给出数字到字母的映射如下(与电话按键相同)。注意 1 不对应任何字母。
示例 1:
输入: digits = "23"
输出: ["ad","ae","af","bd","be","bf","cd","ce","cf"]
示例 2:
输入: digits = ""
输出: []
示例 3:
输入: digits = "2"
输出: ["a","b","c"]
提示:
0 <= digits.length <= 4digits[i]是范围['2', '9']的一个数字。
标签:貌似没看到哪个公司考这个。

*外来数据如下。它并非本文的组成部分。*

PR #150, opened 2017-12-11
Add more packages and exclusions for #113

ruebot:
**GitHub issue(s)**: 

* #113  
* #119
* https://github.com/archivesunleashed/aut/issues/113#issuecomment-350675138

Adds some more explicit dependencies to `pom.xml` and another exclusion so we can run spark-shell with `--packages` instead of `--jars`.

# How should this be tested?

I've tested it [here](https://gist.github.com/ruebot/bd6a6b2993d21171eda839725cc66438) with a local branch of docker-aut. You can do the same if you like with this [`Dockerfile`](https://gist.github.com/ruebot/bf5c625b9edb256e8fe4286615ebf7ce).

# Interested parties

@dportabella @ianmilligan1 @lintool @greebie

### DIFF
--- a/pom.xml
+++ b/pom.xml
@@ -454,6 +454,12 @@
       <groupId>org.scalanlp</groupId>
       <artifactId>breeze_2.11</artifactId>
       <version>0.13.1</version>
+      <exclusions>
+        <exclusion>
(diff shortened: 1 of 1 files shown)


ianmilligan1:
👍 I'll test locally but looks good to me!

PR #152, opened 2017-12-11
Too many JUNITs

ruebot:
Follow-up to #150 

@ianmilligan1


ianmilligan1:
Aye (sorry for delay, daycare ended!)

。
解答:
class Solution {
static char[] two = new char[]{'a', 'b', 'c'};
static char[] three = new char[]{'d', 'e', 'f'};
static char[] four = new char[]{'g', 'h', 'i'};
static char[] five = new char[]{'j', 'k', 'l'};
static char[] six = new char[]{'m', 'n', 'o'};
static char[] seven = new char[]{'p', 'q', 'r', 's'};
static char[] eight = new char[]{'t', 'u', 'v'};
static char[] nine = new char[]{'w', 'x', 'y', 'z'};
public List<String> letterCombinations(String digits) {
List<String> res = new ArrayList<>();
List<Character> holder = new ArrayList<>();
dfs(res, holder, digits, 0);
return res;
}
void dfs(List<String> res, List<Character> holder, String digits, int index) {
if (index == digits.length()) {
StringBuilder string = new StringBuilder();
for (char c: holder) {
string.append(c);
}
if (index > 0)
res.add(string.toString());
return;
}
char[] chars = getChars(digits, index);
for (char c: chars) {
holder.add(c);
dfs(res, holder, digits, index+1);
holder.remove(holder.size()-1);
}
}
char[] getChars(String digits, int index) {
if (digits.charAt(index) == '2') {
return two;
}
if (digits.charAt(index) == '3') {
return three;
}
if (digits.charAt(index) == '4') {
return four;
}
if (digits.charAt(index) == '5') {
return five;
}
if (digits.charAt(index) == '6') {
return six;
}
if (digits.charAt(index) == '7') {
return seven;
}
if (digits.charAt(index) == '8') {
return eight;
}
if (digits.charAt(index) == '9') {
return nine;
}
return new char[0];
}
}
优化的话,用map来映射char 数字和字母,字母用字符串就好。可以用StringBuilder替代List,然后string.deleteCharAt(index)可以删除。